— Ну что тут не понять. К нам работать идут одни женщины в основном. Мне с ними тяжело. Выпить не с кем это во — первых. Во — вторых, не успев начать работать, то в декрет уходят, то… в кредит. И вредные ведь какие. Вот заместитель мой — Лора Петровна. Мало того что не пьет. Она ведь толстая до безобразия. Носится по отделу — титьки по верху летают. Да еще и издевается над начальником. Чем это от вас пахнет таким противным — у меня спрашивает, какой гадостью вы надушились, говорит. Одеколон «Рига» отвечаю. Выбросите его, говорит, он — воняет. Вот дура. Хороший одеколон. С детства им душусь. Короче говоря, будешь нормально работать, поставлю тебя своим заместителем, а эту дуру Лору выгоню на пенсию.
— А Дюжева не хотите в замы, он же поопытнее?
— Меня опыт не интересует. Мне мужик нужен. Если ничему у Дюжева не научишься, или он тебя обижать будет, заберу тебя в управление при мне работать. Все хорошие материалы себе будешь брать. А что похуже, где не вызвать никого или заявитель скандальный будем отправлять в отделения Дюжевым разным.
— А чем вам Дюжев не нравится, если не секрет?
— Шлангометр он великий. Болеть любит, хотя здоров как мартовский кот. А так парень ничего. С днем рождения меня даже поздравил, бадяжный одеколон «Рига» подарил, подхалим. Ты знаешь, я вот себя вспоминаю молодым дознавателем — ох обижали меня старики лет двадцать назад. Тогда ведь не было никаких отделов дознания как сейчас. Службе нашей в ее нынешнем виде всего десять лет скоро будет.
— А чего же раньше было?
— А было всего три инспектора дознания на весь район, и один из них старший инспектор. Я был к ним прикомандирован, а должность моя называлась в районе — «помойный инспектор».
— Что за должность такая?
— Официально должность называлась инспектор по санитарии. Ну, то есть обследовал я все помойки в районе и где мусор убран был плохо, составлял протоколы на дворников и на техников жилищных участков. Следил я за соблюдением правил санитарии. Чтобы Ленинград чистым был. Полезным делом занимался — всех дворников оштрафовал. Невзлюбили они меня и жалобы писали: замучил мол нас помойный инспектор. А начальство хитрое: с меня показатели требует — протоколов побольше и чтобы жалоб не было. Жилконторы ведь помогали им служебные квартиры подыскивать. Но я если начну кого штрафовать, то остановиться не могу. И взяток не брал. Пытались меня подпаивать. Но не пил — молодой был, глупый. Тогда меня и прикомандировали к группе дознания. Старший группы мне разные гадкие материалы поручал, а своим старикам что получше. Дедовщина была. Поэтому и за тебя беспокоюсь. В обиду Дюжеву не дам. Расстрогал ты меня Серомышин до слез. Воспоминания нахлынули. Все. Отправляйся на стажировку, а то доведешь до греха — за водкой отправлю.

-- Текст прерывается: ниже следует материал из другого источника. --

PR #837, opened 2022-03-11
docs: Adjust README to make searching for properties easier

PauloGoncalvesBH:
## About

Whenever I needed to look for some property in the documentation to understand how I used it, I had a hard time finding it. First I did the search using the browser search (_ctrl+f_), then I had to go through the entire doc until I found the option to expand and see the table.
This is a behavior that has happened to me and I have seen it happen to at least 2 other people.

It is a more common situation to occur with people who are not fluent in English and who would like to read only the information about the `pactBrokerUsername` (example) property instead of having to translate the sections of the README to know where this property is possibly located.

I know this change will increase the size of the documentation, but it will make it easier to search for properties.

I understand the size of the documentation is not so important if it is fulfilling the role of passing the information.

### Before
image

### After
image

### DIFF
--- a/README.md
+++ b/README.md
@@ -42,6 +42,7 @@ Read [Getting started with Pact] for more information for beginners.
   - [HTTP API Testing](#http-api-testing)
     - [Consumer Side Testing](#consumer-side-testing)
       - [API](#api)
+      - [Constructor](#constructor)
       - [Example](#example)
     - [Provider API Testing](#provider-api-testing)
       - [Verification Options](#verification-options)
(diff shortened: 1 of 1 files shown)


mefellows:
Thanks I think this is a fair point. I'd like to address the documentation in the next major release, but let's not stop that bringing this in.

May I ask - we do use TS under the hood which should help with understanding the API and available options. Do you use any IDE support to help and if so, why do these docs help (this will help us better understand where we can be focussed improving documentation etc. going forward)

После разговора с начальником отдела дознания Серомышин, оставаясь еще на прежней должности, до рассмотрения рапорта о переводе по существу приступил в тот же день к стажировке у старшего дознавателя 101 отдела Дюжева Александра Валентиновича.
Дознаватель Дюжев, тридцатипятилетний, коротко стриженный крепыш в крупных очках на интеллигентно — философском лице, производил впечатление человека опытнейшего в своем деле, что подчеркивало обилие бумаг, пепельниц, коробок и вещдоков в беспорядке разбросанных как на столе, так и в иных местах служебного кабинета.
— Дознание, Сережа, процесс творческий, — рассказывал Дюжев Серомышину основы своей работы. — Дознаватель это скульптор уголовного процесса. Это дизайнер уголовного права. Я тебе больше скажу. Дознаватель это художник. Я, бывает, так протокол допроса напишу, что сам прочитать не могу. А смотрится красиво. И мы дознаватели еще ведь и рулевые в уголовно — правовом море.
— Как это? — не понял Серомышин.
— А вот так. Не зря в народе говорят: закон как дышло, куда повернул, то и вышло. И дышло это поворачивает в нужную ему сторону ни кто иной, как дознаватель. Он поворачивает закон, как капитан корабля поворачивает штурвал, обходя подводные камни выставляемые начальством в океане юстиции.
— Красиво говоришь. Даже захотелось работать. А выполняешь ли ты, Саша, указания начальства при повороте дышла и штурвала или все решения принимаешь самостоятельно как лицо процессуально независимое? — интересовался тонкостями работы Серомышин.